Does the Focus Cfo franchise agreement specify that each section, paragraph, term, and provision is severable?
Focus_Cfo Franchise · 2025 FDDAnswer from 2025 FDD Document
- 16.8.
Severability, Modification and Substitution of Valid Provisions.
Except as expressly provided to the contrary in this Agreement, each section, paragraph, term, and
provision of this Agreement is severable, and if, for any reason, any part is held to be invalid or contrary to or in conflict with any applicable present or future law or regulation in a final, unappealable ruling issued by any court, agency, or tribunal with competent jurisdiction, that ruling will not impair the operation of, or otherwise affect, any other provisions of this Agreement, which will continue to have full force and effect and bind the parties. If any covenant which restricts competitive activity is deemed unenforceable by virtue of its scope in terms of area, business activity prohibited, and/or length of time, but would be enforceable if modified, Franchisee agrees that the covenant will be enforced to the fullest extent permissible under the laws and public policies applied in the jurisdiction whose law determines the covenant's validity.
Source: Item 23 — Receipts (FDD pages 37–126)
What This Means (2025 FDD)
According to the 2025 Focus Cfo Franchise Disclosure Document, the franchise agreement includes a severability clause. This means that if any part of the agreement is deemed invalid or unenforceable by a court, the remaining provisions will still remain in effect. Specifically, each section, paragraph, term, and provision of the agreement is considered severable.
This clause protects the overall validity of the Focus Cfo franchise agreement. If a specific clause is found to be illegal or unenforceable, it will be removed or modified, but the rest of the agreement will continue to bind both Focus Cfo and the franchisee. This prevents the entire agreement from being invalidated due to a single problematic provision.

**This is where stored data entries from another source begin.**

PR #16535, opened 2026-08-27
all: smoother network utils handling (fixes #16528)

### LINKED ISSUE #16528: Fix the mislabeled network-id local in NetworkUtils.getCurrentNetworkId
**rating:** 40/100 &nbsp;·&nbsp; **proposed by:** glm(r3)

`var ssid = -1` is assigned `connectionInfo.networkId` and returned — the name lies about both type and meaning in the connectivity path.

**Ask:** rename the mislabeled `ssid` local to something that reflects what it actually holds (a network id `Int`). Pure rename, zero behavior change.

**Files:** `utils/NetworkUtils.kt`

**Verification:** File exists; not line-verified. Pure rename, zero behavior change.

dogi:
## Summary

Renamed the mislabeled `ssid` local in `NetworkUtils.getCurrentNetworkId()` to `networkId`.

`var ssid = -1` was assigned `connectionInfo.networkId` (an `Int` network id) and returned by the function, but the variable name `ssid` falsely suggested it held the Wi-Fi SSID string. The name lied about both the type (`Int`, not `String`) and the meaning (a network id, not an SSID) in the connectivity path.

Pure rename, zero behavior change.

## Files
- `app/src/main/java/org/ole/planet/myplanet/utils/NetworkUtils.kt`

## Tests
Added unit tests for `getCurrentNetworkId` in `NetworkUtilsMockTest.kt` covering the connectivity path that the renamed local participates in:
- returns `-1` when no active network
- returns `-1` when transport is not wifi
- returns `-1` when wifi transport but connectionInfo is null
- returns `-1` when ssid is null or empty
- returns the network id when wifi connected with a valid ssid

All `NetworkUtilsMockTest` tests pass (14 tests, 0 failures, 0 errors).

Closes #16528.

---

@dogi can click here to [continue refining the PR](https://app.all-hands.dev/conversations/5471066b-030d-458d-af97-be4d4aa0c5a8)


dogi:
## Review: rename the mislabeled `ssid` local to `networkId`

**Rating: 88/100** — the rename fixes a genuinely misleading name, and the five tests are the real contribution.

### The rename is warranted

The local was named `ssid` but only ever held `connectionInfo.networkId` — an `Int` handle to a saved network configuration, which is a completely different thing from the SSID string. The function's return type (`Int`) already contradicted the name. Renaming to `networkId` makes the declaration, the assignment, and the return agree.

Pure local rename, no signature or behaviour change.

### Tests

Five cases covering every exit: no active network, non-WiFi transport, WiFi with null `connectionInfo`, WiFi with a null SSID, and the success path returning `42`. That's complete branch coverage of a function that had none, and it's the kind of function where the fallbacks matter — three separate conditions each silently yield `-1`, and before this PR nothing distinguished them.

They also pin down something worth having on record: the SSID is used purely as a **guard**, not as data. `networkId` is returned only when `connectionInfo.ssid` is non-empty, so a WiFi connection whose SSID is hidden or unavailable yields `-1` even though a valid `networkId` exists. That's pre-existing behaviour and reasonable as a "are we really on a known WiFi network" proxy — but it's the sort of thing that reads as a bug to the next person, and now the test says it's deliberate.

### Note (pre-existing, not this PR)

`WifiInfo.getNetworkId()` and `WifiManager.getConnectionInfo()` are both deprecated — hence the existing `@Suppress("DEPRECATION")`. On API 29+ `getNetworkId()` returns `-1` for callers without location permission, and the app doesn't declare `ACCESS_FINE_LOCATION`. So on modern devices this function may return `-1` on the success path too, regardless of the guard. Worth an issue to check whether callers depend on a real value here; nothing for this PR to do.

**Verdict:** mergeable.

---

Okuro3499 (approved):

The agreement also addresses situations where a covenant restricting competitive activity is deemed unenforceable due to its scope (area, business activity, or length of time). In such cases, the Focus Cfo franchisee agrees that the covenant will be enforced to the fullest extent permissible under applicable laws and public policies. This ensures that Focus Cfo's interests are protected as much as possible, even if the original restriction is deemed too broad. This type of clause is common in franchise agreements to protect the franchisor's brand and system standards.